WORK ORDER: Say how many of the lines below include the word "testing". Only the number should be given.

▼

PR #5225, opened 2020-12-19
Extract settings import

XiangRongLin:
#### What is it?

- Extract logic for settings import out of `ContentSettingsFragment` into `ContentSettingsManager` and `ZipHelper`
- Add basic unit tests for `ContentSettingsManager`
- Introduce `NewPipeFileLocator` which resolves the db and settings files. Inject it into `ContentSettingsManager`
- remove subclass `ExportTest`. No benefit with only one test
- added real zip file and newpipe.settings of export as test resources 

#### APK testing 

~~[app-debug.zip](https://github.com/TeamNewPipe/NewPipe/files/5719734/app-debug.zip)~~

https://github.com/TeamNewPipe/NewPipe/actions/runs/459642451

#### Due diligence

#### Notes
- The git history went wide, because while extracting it I found my initial approach for DI and testing not good. Easiest would be to just squash everything together.
- With this changes to the import/export logic should always be covered by additional unit tests


Stypox (approved):
Looks good to me. Thank you!

Stypox:
I am unable to run `ContentSettingsManagerTest` on my machine:
```
Cannot mock/spy class org.schabi.newpipe.settings.NewPipeFileLocator
Mockito cannot mock/spy because :
 - final class
 ```
 
If I make `NewPipeFileLocator` an `open` class (in kotlin classes are `final` by default), I get null pointer exceptions whenever something is being mocked, like `'when'(fileLocator.db).thenReturn(db)`.

XiangRongLin:
Did you sync the Gradle files? Because the mockito-inline dependency should fix the problem with mocking final classes

XiangRongLin:
@Stypox the `NullPointerException`occurs for the same reason. Methods are final by default, so mockito can't mock then out of the box.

▲

RESULT: 2